ASSIGNED TASK = Print all the records below, word for word and in full.

■ ■ ■ ■ ■

PR #150, opened 2020-04-13
github action conditions

choldgraf:
I found that we have duplicate tests running because our github action runs on both pull_request and push. I believe that this configuration will make it run only once for forked pull requests so we don't duplicate test jobs

### DIFF
--- a/.github/workflows/tests.yml
+++ b/.github/workflows/tests.yml
@@ -1,6 +1,12 @@
 name: continuous-integration
 
-on: [push, pull_request]
+on:
+  push:
+    branches:
+    - master
+  pull_request:
+    branches:
+    - master
 
 jobs:
   pre-commit:


choldgraf:
I'm not gonna merge this just in case there was a specific reason that @chrisjsewell configured it the way he did before

chrisjsewell:
Yeh it's a *known* issue. It's not an issue with "forked" PRs, as in from branches on `OtherAccount/MyST-NB`,
just with internal PRs, as in from other branches on `ExecutableBookProject/MyST-NB`. Then you trigger for the commit to that branch and for the merge into `main`.

The problem with your configuration is that, if you are working on another branch, you now won't get CI feedback until you create the PR to `main`. This isn't ideal in the use case, for example, where you are working on a particularly big change that you don't want to make a PR for straight away, and you can't do things like make a PR to a non-main branch.

Ideally you would conditionally trigger for `push` only if `pull-request` is not triggered. I looked at this before, but it doesn't seem possible:

- https://github.community/t5/GitHub-Actions/How-to-trigger-an-action-on-push-or-pull-request-but-not-both/td-p/35805
- https://github.community/t5/GitHub-Actions/How-to-prevent-running-actions-on-push-when-pull-request-is-also/td-p/47013

So in summary, fine for you to merge this, but I reserve the right to change it back if necessary later down the line lol

choldgraf:
sounds good - and that makes sense. I don't feel *super* strongly about it, just seems like we waste a little bit of time running twice the jobs. I'm happy to move it back if it would be useful when the time comes 👍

■ ■ ■ ■ ■

WRITTEN SOLUTION =
PR #150, opened 2020-04-13
github action conditions

choldgraf:
I found that we have duplicate tests running because our github action runs on both pull_request and push. I believe that this configuration will make it run only once for forked pull requests so we don't duplicate test jobs

### DIFF
--- a/.github/workflows/tests.yml
+++ b/.github/workflows/tests.yml
@@ -1,6 +1,12 @@
 name: continuous-integration
 
-on: [push, pull_request]
+on:
+  push:
+    branches:
+    - master
+  pull_request:
+    branches:
+    - master
 
 jobs:
   pre-commit:


choldgraf:
I'm not gonna merge this just in case there was a specific reason that @chrisjsewell configured it the way he did before

chrisjsewell:
Yeh it's a *known* issue. It's not an issue with "forked" PRs, as in from branches on `OtherAccount/MyST-NB`,
just with internal PRs, as in from other branches on `ExecutableBookProject/MyST-NB`. Then you trigger for the commit to that branch and for the merge into `main`.

The problem with your configuration is that, if you are working on another branch, you now won't get CI feedback until you create the PR to `main`. This isn't ideal in the use case, for example, where you are working on a particularly big change that you don't want to make a PR for straight away, and you can't do things like make a PR to a non-main branch.

Ideally you would conditionally trigger for `push` only if `pull-request` is not triggered. I looked at this before, but it doesn't seem possible:

- https://github.community/t5/GitHub-Actions/How-to-trigger-an-action-on-push-or-pull-request-but-not-both/td-p/35805
- https://github.community/t5/GitHub-Actions/How-to-prevent-running-actions-on-push-when-pull-request-is-also/td-p/47013

So in summary, fine for you to merge this, but I reserve the right to change it back if necessary later down the line lol

choldgraf:
sounds good - and that makes sense. I don't feel *super* strongly about it, just seems like we waste a little bit of time running twice the jobs. I'm happy to move it back if it would be useful when the time comes 👍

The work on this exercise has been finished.